Auch örtliche Medien berichteten, Villavicencio sei nach der Kundgebung in einem Stadion im Norden Quitos erschossen worden und beriefen sich dabei auf Innenminister Juan Zapata. Die Zeitung "El Universo" schrieb, Villavicencio sei "mit drei Schüssen in den Kopf" getötet worden.

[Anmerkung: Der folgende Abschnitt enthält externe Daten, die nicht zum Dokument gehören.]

PR #287, opened 2022-06-09
Fix `ResolvedTopicReference` memory leak when not converting

ethan-kusters:
Bug/issue #, if applicable: rdar://92131596

## Summary

The caching mechanism in `ResolvedTopicReference` never releases references to the `ResolvedTopicReference`s it holds.

This has likely always been a problem since the introduction of the cache, but is just now appearing as a memory leak when profiling SwiftDocC because we recently added copy-on-write functionality to `ResolvedTopicReference`.

The current solution proposed here is to selectively enable ResolvedTopicReference caching for specific bundle IDs _only_ when running a conversion. This disables the caching by default when (for example) just using SwiftDocC as a library to load RenderNode’s in memory.

There’s more work to do here- but this resolves the immediate issue of caching (and never releasing) every reference when using SwiftDocC as a library and not to actively convert documentation.

## Testing

Use SwiftDocC to load and unload a large RenderNode in-memory and confirm that no `ResolvedTopicReference`s are held when profiling the process.

Confirm `docc convert` doesn't regress in performance when generating documentation for a large bundle.

## Checklist

- [x] Added tests

### DIFF
--- a/Sources/SwiftDocC/Model/Identifier.swift
+++ b/Sources/SwiftDocC/Model/Identifier.swift
@@ -96,6 +96,15 @@ public struct ResolvedTopicReference: Hashable, Codable, Equatable, CustomString
     static func purgePool(for bundleIdentifier: String) {
         sharedPool.sync { $0.removeValue(forKey: bundleIdentifier) }
     }
+    
+    /// Enables reference caching for any identifiers created with the given bundle identifier.
+    static func enableReferenceCaching(for bundleIdentifier: ReferenceBundleIdentifier) {
+        sharedPool.sync { sharedPool in
+            if !sharedPool.keys.contains(bundleIdentifier) {
+                sharedPool[bundleIdentifier] = [:]
+            }
+        }
+    }
 
     /// The URL scheme for `doc://` links.
     public static let urlScheme = "doc"
@@ -174,7 +183,10 @@ public struct ResolvedTopicReference: Hashable, Codable, Equatable, CustomString
         )
 
         // Cache the reference
-        Self.sharedPool.sync { $0[bundleIdentifier, default: [:]][key] = self }
+        Self.sharedPool.sync { sharedPool in
+            // If we have a shared pool for this bundle identifier, cache the reference
+            sharedPool[bundleIdentifier]?[key] = self
+        }
     }
     
     private static func cacheKey(
--- a/Tests/SwiftDocCTests/Indexing/NavigatorIndexTests.swift
+++ b/Tests/SwiftDocCTests/Indexing/NavigatorIndexTests.swift
@@ -65,10 +65,10 @@ class NavigatorIndexingTests: XCTestCase {
         return root
     }
     
-    func generateSmallTree() -> Node {
+    func generateSmallTree(bundleIdentifier: String = testBundleIdentifier) -> Node {
         var index = 1
         let rootItem = NavigatorItem(pageType: 1, languageID: Language.all.rawValue, title: "Root", platformMask: 1, availabilityID: 1)
-        let root = Node(item: rootItem, bundleIdentifier: "org.swift.docc.example")
+        let root = Node(item: rootItem, bundleIdentifier: bundleIdentifier)
         
         @discardableResult func addItems(n: Int, items: [Node], language: Language) -> [Node] {
             var leaves = [Node]()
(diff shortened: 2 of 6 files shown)


Tests/SwiftDocCTests/Indexing/NavigatorIndexTests.swift
```diff
@@ -243,6 +243,28 @@ Root
         XCTAssertTrue(validateTree(node: treeWithAttributesNonAtomic.root, validator: attributesValidator), "The tree lacks the correct attributes.")
     }
     
+    func testLoadingNavigatorIndexDoesNotCacheReferences() throws {
```
ethan-kusters, line 246: This actually passes even without the change in this PR (I think we recently removed any usage of `ResolvedTopicReference` in the navigator index in #166) but I think this is still a useful test to ensure we don't regress.

ethan-kusters:
Performance test results look good:

```
TestFramework-5
| Duration for 'bundle-registration' (sec) | +0.46%     | 2.61                 | 2.62                 |
| Duration for 'convert-total-time' (sec)  | -0.79%     | 4.07                 | 4.04                 |
| Duration for 'documentation-processing'  | -3.50%     | 1.28                 | 1.24                 |
| Duration for 'finalize-navigation-index' | +1.33%     | 0.07                 | 0.08                 |
| Peak memory footprint (MB)               | +3.78%     | 181.53               | 188.39               |
| Data subdirectory size (MB)              | no change  | 57.35                | 57.35                |
| Index subdirectory size (MB)             | no change  | 0.47                 | 0.47                 |
| Total DocC archive size (MB)             | no change  | 74.44                | 74.44                |
TestFramework-10
| Duration for 'bundle-registration' (sec) | +0.08%     | 5.25                 | 5.25                 |
| Duration for 'convert-total-time' (sec)  | +2.88%     | 8.15                 | 8.39                 |
| Duration for 'documentation-processing'  | +8.74%     | 2.59                 | 2.81                 |
| Duration for 'finalize-navigation-index' | +2.05%     | 0.15                 | 0.15                 |
| Peak memory footprint (MB)               | +1.31%     | 340.56               | 345.04               |
| Data subdirectory size (MB)              | no change  | 114.68               | 114.68               |
| Index subdirectory size (MB)             | no change  | 0.95                 | 0.95                 |
| Total DocC archive size (MB)             | no change  | 148.05               | 148.05               |
TestFramework-25
| Duration for 'bundle-registration' (sec) | -0.23%     | 13.32                | 13.29                |
| Duration for 'convert-total-time' (sec)  | +0.26%     | 21.68                | 21.73                |
| Duration for 'documentation-processing'  | +0.36%     | 7.56                 | 7.59                 |
| Duration for 'finalize-navigation-index' | +1.10%     | 0.36                 | 0.37                 |
| Peak memory footprint (MB)               | -1.46%     | 836.92               | 824.68               |
| Data subdirectory size (MB)              | no change  | 287.73               | 287.73               |
| Index subdirectory size (MB)             | no change  | 2.41                 | 2.41                 |
| Total DocC archive size (MB)             | no change  | 369.96               | 369.96               |
| Topic Anchor Checksum                    | no change  | 9a675b9ad6d69f8b7f0c | 9a675b9ad6d69f8b7f0c |
| Topic Graph Checksum                     | no change  | 665713509084b5131a37 | 665713509084b5131a37 |
TestFramework-50
| Duration for 'bundle-registration' (sec) | +0.13%     | 26.90                | 26.93                |
| Duration for 'convert-total-time' (sec)  | no change  | 46.95                | 46.95                |
| Duration for 'documentation-processing'  | -0.15%     | 18.38                | 18.35                |
| Duration for 'finalize-navigation-index' | +0.27%     | 0.75                 | 0.75                 |
| Peak memory footprint (MB)               | +0.77%     | 1572.60              | 1584.63              |
| Data subdirectory size (MB)              | no change  | 578.41               | 578.41               |
| Index subdirectory size (MB)             | no change  | 4.84                 | 4.84                 |
| Total DocC archive size (MB)             | no change  | 742.07               | 742.07               |
```

ethan-kusters:
@swift-ci please test

Sources/SwiftDocC/Model/Identifier.swift
```diff
@@ -96,6 +96,15 @@ public struct ResolvedTopicReference: Hashable, Codable, Equatable, CustomString
     static func purgePool(for bundleIdentifier: String) {
         sharedPool.sync { $0.removeValue(forKey: bundleIdentifier) }
     }
+    
+    /// Enables reference caching for any identifiers created with the given bundle identifier.
+    static func enableReferenceCaching(for bundleIdentifier: ReferenceBundleIdentifier) {
+        sharedPool.sync { sharedPool in
+            if !sharedPool.keys.contains(bundleIdentifier) {
+                sharedPool[bundleIdentifier] = [:]
```
franklinsch, line 104: Minor thing here for legibility, which could be left as a future improvement: since the behavior of cache is getting more complicated, it would be nice to refactor into its own type that exposes clearer operations like `enableCaching(forBundleIdentifier:)`. It's not immediately obvious what `sharedPool[bundleIdentifier] = [:]` does, and it looks like we're actually clearing a dictionary that potentially had values before.

franklinsch (approved):
Thanks! This seems fine as an incremental improvement. Longer term, I'd say the cache should be owned by a non-static value that is cleared between documentation builds (maybe a value owned by `DocumentationContext`?). And the creation of `ResolvedTopicReference`s would be done through that value, returning cached instances.

Sources/SwiftDocC/Model/Identifier.swift
ethan-kusters: > Minor thing here for legibility, which could be left as a future improvement: since the behavior of cache is getting more complicated, it would be nice to refactor into its own type that exposes clearer operations like enableCaching(forBundleIdentifier:)

I agree that would be good but I think we should leave that for the more comprehensive change we'll do here in the future (making the cache non-global). My general goal here was to make the change minimal and targeted to reduce risk for landing this on 5.7.

> it looks like we're actually clearing a dictionary that potentially had values before.

The if statement should prevent this, right? That was the intention.

franklinsch: Ah right yes, I meant more that the reason we're initializing an empty dictionary here is so that 188 is not a no-op. Generally, I'd say relying on the presence of a key being associated with an empty value is brittle, which is why we could formalise it in a wrapper time. But definitely for a future PR :)

ethan-kusters: Yeah agreed with all of that 👍🏻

Der 59-jährige Zentrist und ehemalige Abgeordnete war einer von acht Kandidaten für die auf den 20. August angesetzte vorgezogene Präsidentschaftswahl. Lasso sagte, er habe seine höchsten Sicherheitsbeamten nach dem "Ereignis, das das Land schockiert hat", zu einer Dringlichkeitssitzung einberufen. "Das organisierte Verbrechen ist zu weit gegangen", erklärte Lasso.
In jüngsten Umfragen lag Villavicencio mit rund 13 Prozent der Wählerstimmen an zweiter Stelle hinter der Anwältin Luisa González, die dem ehemaligen linksgerichteten Präsidenten Rafael Correa nahe steht. Anfang des Monats hatte Villavicencio erklärt, dass er und sein Team Drohungen erhalten hätten.
Nachdem im Mai gegen den amtierenden Präsidenten Lasso ein Amtsenthebungsverfahren eingeleitet worden war, löste dieser das Parlament auf und rief Neuwahlen aus.